I’ve been working with SAS and SQL for about two decades, and I’m relatively new to python and pandas. There are certain things in python that keep surprising me, and the performance issue with result_type is one of those things.
import pandas as pd
from datetime import datetime as dt
# Dataframe
df = pd.DataFrame()
df["A"] = range( 0 , 200000 )
df["B"] = df.A * 3
# Timer
def TimeStamp( X ):
print( "*** " + X + " - " + dt.strftime( dt.now() , "%Y.%m.%d %H:%M:%S" ))

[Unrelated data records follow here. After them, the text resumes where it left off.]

Issue #1464, opened 2022-01-26
Support JetStream wildcard subscription


Gehhilfe:
## Describe the feature

NATS JetStream allows wildcard subscription e.g. topic.* matching topic.a or topic.> matching topic.a.b.c.d . Therefore streams can have multiple different topics when wildcards are used.

Subscribing with wildcards is working, but received messages cant be routed back to application, because the subscribed topic is different to received topic of the message.

Therefore I propose following changes:

- Message received on a wildcard subscription should be send back with the wildcard topic, than the message can be route as usually
- The actual topic is moved into message metadata and can be used by the application

**This should not break existing application, because non wildcard subscription behavior doesn't change!**

## Release Note

RELEASE NOTE: **ADD** NATS JetStream PubSub supports now wildcard subscriptions

PR #1465, opened 2022-01-26
Add support for nats jetstream wildcard subscriptions

Gehhilfe:
Signed-off-by: Tim Burkert <burkert.tim@gmail.com>

# Description

Currently, messages received on jetstream wildcard subscriptions can't be routed back to the app, because the subscribed topic is not matching to the received topic.

Used the subscribed topic to return the message to dapr from nats component and moved to actual topic metadata. This should not break any applications, because it only adds a metadata field and doesn't change behavior for non wildcard subscriptions.

## Issue reference

Please reference the issue this PR will close: #1464 

## Checklist

* [x] Code compiles correctly
* [ ] Created/updated tests


pubsub/jetstream/jetstream.go
```diff
@@ -132,8 +132,11 @@ func (js *jetstreamPubSub) Subscribe(req pubsub.SubscribeRequest, handler pubsub
 			js.l.Debugf("Processing JetStream message %s/%d", m.Subject,
 				jsm.Sequence)
 			opErr := handler(js.ctx, &pubsub.NewMessage{
-				Topic: m.Subject,
+				Topic: req.Topic,
```
mukundansundar, line 135: Why's this. being changed to `req.Topic` but the message field is used in the below line?
should it also be changed in the previous line?
Quick question is the message subject generally different from topic?

mukundansundar: nvm saw the issue description ...

yaron2 (approved):
LGTM

Thanks @Gehhilfe!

# Method A -------------------------------------------------------------------
TimeStamp( "Method A - start" )
def Calc1( X ):
return X.A + X.B
def Calc2( X ):
return X.B - X.A
df["V"] = df.apply( Calc1 , axis = 1 )
df["W"] = df.apply( Calc2 , axis = 1 )
TimeStamp( "Method A - end" )
# Method B -------------------------------------------------------------------
TimeStamp( "Method B - start" )
def Calc3( X ):
return X.A + X.B , X.B - X.A
df[["X" , "Y"]] = df.apply( Calc3 , axis = 1 , result_type = "expand" )
TimeStamp( "Method B - end" )
I would have expected method B to be faster than method A, because method B passes the data only once, and method A passes the data twice. However, method B takes more than twice as long as method A.
*** Method A - start - 2020.04.20 16:46:33
*** Method A - end - 2020.04.20 16:46:42
*** Method B - start - 2020.04.20 16:46:42
*** Method B - end - 2020.04.20 16:47:03
Can anyone explain to me why that is the case? I assume the problem lies in the “expanding” bit.